Savez-vous que votre droit au compte (1) bancaire inclut la gratuité de certains services bancaires ?
Savez-vous que cette gratuité ne peut être conditionnée ni par le nombre d’opérations effectuées par le titulaire du compte ou son mandataire ni par l’exigence d’un solde minimum ?
En plus, cette gratuité trouve sa base juridique dans la directive du gouverneur de Bank Al-Maghrib n°1/G/2010 du 3 Mai 2010 relative aux services bancaires minimum devant être offerts par les banques à leur clientèle à titre gratuit.
Cette directive est dressée par une règle d’ordre public, ce qui rend ses dispositions opposables aux banques.
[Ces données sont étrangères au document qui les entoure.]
PR #71, opened 2024-07-24
Abdominal phantom

oliverchampion:

The abdominal phantom has been updated; we need to check whether this influences the automated tests from Eric

### Checklist

- [ x ] Self-review of changed code
- [ x ] Added automated tests where applicable
- [ x ] Update Docs & Guides


phantoms/MR_XCAT_qMRI/sim_ivim_sig.py
```diff
@@ -261,7 +273,7 @@ def XCAT_to_MR_DCE(XCAT, TR, TE, bvalue, D, f, Ds, b0=3, ivim_cont = True):
         73: 'Pancreas tumor',
     }
     ###############################################################################
-    np.random.seed(42)
+    np.random.seed(41)
```
etpeterson, line 276: Seed change?

utilities/data_simulation/Download_data.py
```diff
@@ -2,7 +2,7 @@
 import os
 import subprocess
 import time
-
+import zenodo_get
```
etpeterson, line 5: Is this used?

etpeterson:
I think the remaining piece is to run sim_ivim_sig.py to get the new generic.json and update that. Hopefully the tests will work!

phantoms/MR_XCAT_qMRI/sim_ivim_sig.py
oliverchampion: This is now fixed. Changed it to test something :).

utilities/data_simulation/Download_data.py
oliverchampion: It is used here:    

subprocess.check_call(["zenodo_get", 'https://zenodo.org/records/10696605'])

but as supprocess, it is not recognized that it is used. If you remove it, however, this crashes :).

etpeterson: I don't understand that, but I guess it's not a big deal.

etpeterson:
> I think the remaining piece is to run sim_ivim_sig.py to get the new generic.json and update that. Hopefully the tests will work!

I think this is the remaining piece?

utilities/data_simulation/Download_data.py
oliverchampion: I think this starts a subprocess which then runs the commando in the string (which contains Zenodo_get). But the Zenodo_get function is not recognized by interpreters as it is hidden in a string.
The download happens outside Pycharm, and if I don't put this in a subprocess, it somehow continues the code while downloading, running into errors (using data that still needs downloading).

etpeterson:
> > I think the remaining piece is to run sim_ivim_sig.py to get the new generic.json and update that. Hopefully the tests will work!
> 
> Ah, I had run this, but the generic.json files are on the .gitignore list so nothing was pushed. Is there a good way of pushing these results? Also, it creates only four "generic_#.json"-files (with # one-four), but not a "generic.json" file. Are those files manually copied to tests/IVI-models/unit_tests? Which files are used and which of these is (renamed into?) "generic.json"?
> 
> Thanks!

Ah, there was a change. I think there should also be a `generic_original.json`? I think it's being pulled from `phantoms/MR_XCAT_qMRI/b_values.json` now. I think you should already have that, so rename that generic.json and overwrite the original and `git add -f generic.json`. The `-f` forces it to add even though it's ignored.

Then hopefully it all works!

etpeterson (changes requested):
Just the generic.json overwrite remaining.

oliverchampion:
Good news: File is updated (as well as the other generic files). 
Bad news: (some) tests fail... But a lot pass... Will need to check this in more detail tomorrow...

oliverchampion:
@etpeterson It seems like only your algorithm is failing, and only in a limited set of tissues. In particular, it has trouble estimating an f of 1 in vessels. But also has some challenges in the pericardium...

etpeterson:
> @etpeterson It seems like only your algorithm is failing, and only in a limited set of tissues. In particular, it has trouble estimating an f of 1 in vessels. But also has some challenges in the pericardium...
> 
> I think it has to do with the fact that all algorithms use real tolerances, but yours uses dynamic tolerances. Hence, your tolerances are way more strict (and realistic) than for the other algorithms.
> 
> I think the dyn_tolerances are related to an issue/feature request I wrote earlier today :) and should be the way to go.

I'm not too sure why it's failing now, but I'm not too worried. You could mark those tests as expected failures. So add the regions to this area of algorithms.json. That's probably easiest, especially since it seems like more bounds changes are coming.

```
"ETP_SRI_LinearFitting": {
        "xfail_names": {
            "Vein": true
        },
```

oliverchampion:
Features updated:
1: Phantom is smaller (done previously)
2: signal in phantom can now optionally be T1/T2 weighted. Default has T1/T2 weighting turned off. 

> > @etpeterson It seems like only your algorithm is failing, and only in a limited set of tissues. In particular, it has trouble estimating an f of 1 in vessels. But also has some challenges in the pericardium...
> > I think it has to do with the fact that all algorithms use real tolerances, but yours uses dynamic tolerances. Hence, your tolerances are way more strict (and realistic) than for the other algorithms.
> > I think the dyn_tolerances are related to an issue/feature request I wrote earlier today :) and should be the way to go.
> 
> I'm not too sure why it's failing now, but I'm not too worried. You could mark those tests as expected failures. So add the regions to this area of algorithms.json. That's probably easiest, especially since it seems like more bounds changes are coming. Actually, looks like Vein was failing and it's now passing, so just swap out "Blood RV" for "Vein" and it should work.
> 
> ```
> "ETP_SRI_LinearFitting": {
>         "xfail_names": {
>             "Vein": true
>         },
> ```

Ah! Now I understand the XPASS fail, haha. I was wondering what that was doing :)

tests/IVIMmodels/unit_tests/test_ivim_fit.py
```diff
@@ -169,6 +169,8 @@ def test_ivim_fit_saved(name, bvals, data, algorithm, xfail, kwargs, tolerances,
     tolerances = tolerances_helper(tolerances, ratio, data["noise"])
     [f_fit, Dp_fit, D_fit] = fit.osipi_fit(signal, bvals)
     npt.assert_allclose(data['f'], f_fit, rtol=tolerances["rtol"]["f"], atol=tolerances["atol"]["f"])
-    npt.assert_allclose(data['D'], D_fit, rtol=tolerances["rtol"]["D"], atol=tolerances["atol"]["D"])
-    npt.assert_allclose(data['Dp'], Dp_fit, rtol=tolerances["rtol"]["Dp"], atol=tolerances["atol"]["Dp"])
+    if data['f']<0.80: # we need some signal for D to be detected
```
etpeterson, line 172: Just looking at code in more detail, would this be a relative tolerance thing rather than an `if`?

etpeterson (changes requested):

tests/IVIMmodels/unit_tests/test_ivim_fit.py
oliverchampion: Yes, I am doing that in my next project. But either way it seems silly to quantity something that is undefined (D* is f=0 and D if f=1)

etpeterson: Understood. Looks good to me.

etpeterson (approved):

PR #72, opened 2024-07-24
Optimize bandwidth

AhmedBasem20:
Optimize data handling: Implement rounding and gzip compression for CCV output

- Implement rounding to four decimal places for specific numerical columns.
- gzip compression for CSV outputs to reduce file size and improve bandwidth usage during data transfers.

The output file size is now ~20MB. If we dropped the bvalues columns (which are not used for visualization currently) the file will be only just 2.5MB!


oliverchampion:
Great idea Ahmed. But, also @etpeterson:
Maybe instead of solving this ad hoc, we should reconsider what tests need to be run on the fly each time (and saved).
- Does it not make more sense to reduce the digit size when generating the csv files already?
- Do we need all the b-value testing to be done for all voxels at all SNRs? Should all of this be run and 20MB be generated every time we make a pull request? Not sure whether this should be separate from unit testing?
- Can we save the signal per b-value separately? And possibly even the reference values. It seems now to save a lot of redundant data.

Possible alternative:
- a Json file makes life easier? 
- 2 excel files (input and output)
- Alternatively, Ahmed pre-processes the excel and saves a copy that is easier to read.

oliverchampion:
Moreover, we need the unit tests to succeed :)

tests/IVIMmodels/unit_tests/reduce_output_size.py
```diff
@@ -0,0 +1,18 @@
+import pandas as pd
+
+df = pd.read_csv('test_output.csv')
```
etpeterson, line 3: This is particularly inefficient because it loads everything and operates on it all in memory at once. This is a big file so it might be worth either fixing this now or opening an issue to do this later.

An optimization would be to not use pandas and use the simpler csv and operate line by line. Python can still handle the zipping or it could be the linux utility.

tests/IVIMmodels/unit_tests/reduce_output_size.py
etpeterson, line 1: Seems like we aren't dropping any columns?

etpeterson (changes requested):
Going in the right direction but fix the tests!

tests/IVIMmodels/unit_tests/reduce_output_size.py
AhmedBasem20: Done.

tests/IVIMmodels/unit_tests/reduce_output_size.py
AhmedBasem20: Fixed in the new version (using the native csv module)

utilities/reduce_output_size.py
```diff
@@ -0,0 +1,26 @@
...
+        # Drop b_values columns
+        fieldnames = [field for field in reader.fieldnames if not field.startswith('bval_')]
+        writer = csv.DictWriter(outfile, fieldnames=fieldnames)
+        writer.writeheader()
+
+        columns_to_round = ['f', 'Dp', 'D', 'f_fitted', 'Dp_fitted', 'D_fitted']
+        
+        # Process each row
+        for row in reader:
+            filtered_row = {column: row[column] for column in fieldnames}
```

Voici donc, la liste complète des services bancaires susceptibles d’être offerts par les banques à leur clientèle, à titre gratuit :
1. Ouverture de comptes ;
2. Délivrance de chéquier ;
3. Délivrance du livret d’épargne ;
4. Domiciliation de salaire ;
5. Demande d’attestation du relevé d’identité bancaire ;
6. Versement en espèces, hors acquittement du montant du timbre fiscal ;
7. Retrait d’espèces auprès du guichet détenteur du compte à débiter, à l’exclusion des retraits par
‘Chèque Guichet’ pour les clients détenteurs d’un chéquier ;
8. Retrait d’espèces sur présentation d’un carnet d’épargne au guichet détenteur du compte à débiter ;
9. Retrait auprès des guichets automatiques bancaires de l’établissement détenteur du compte ;
10. Émission de virement de compte à compte, entre particuliers, au sein de la même banque ;
11. Réception de virements nationaux ;
12. Réception de mises à disposition nationales, au sein du même établissement ;
13. Établissement et envoi du relevé de compte au client ;
14. Consultation et édition du solde et de l’historique du compte à travers le guichet automatique bancaire et/ou internet, hors frais de souscription à ces canaux de distribution ;
15. Changement des éléments d’identification du titulaire du compte ;
(1) Le droit au compte bancaire est prévu par l’article 150 de la loi bancaire portant n° 103-12 qui prévoit que : « Toute personne ne disposant pas d’un compte à vue et qui s’est vu refuser, par une ou plusieurs banques, l’ouverture d’un tel compte après l’avoir demandé par lettre recommandé avec accusé de réception, peut demander à Bank Al-Maghrib de désigner  une banque auprès de laquelle elle peut se faire ouvrir un compte. La banque en question peut limiter les services liés à l’ouverture du compte aux opérations de caisse seulement… ». Nous développerons ce droit dans un prochain billet pour plus de précision.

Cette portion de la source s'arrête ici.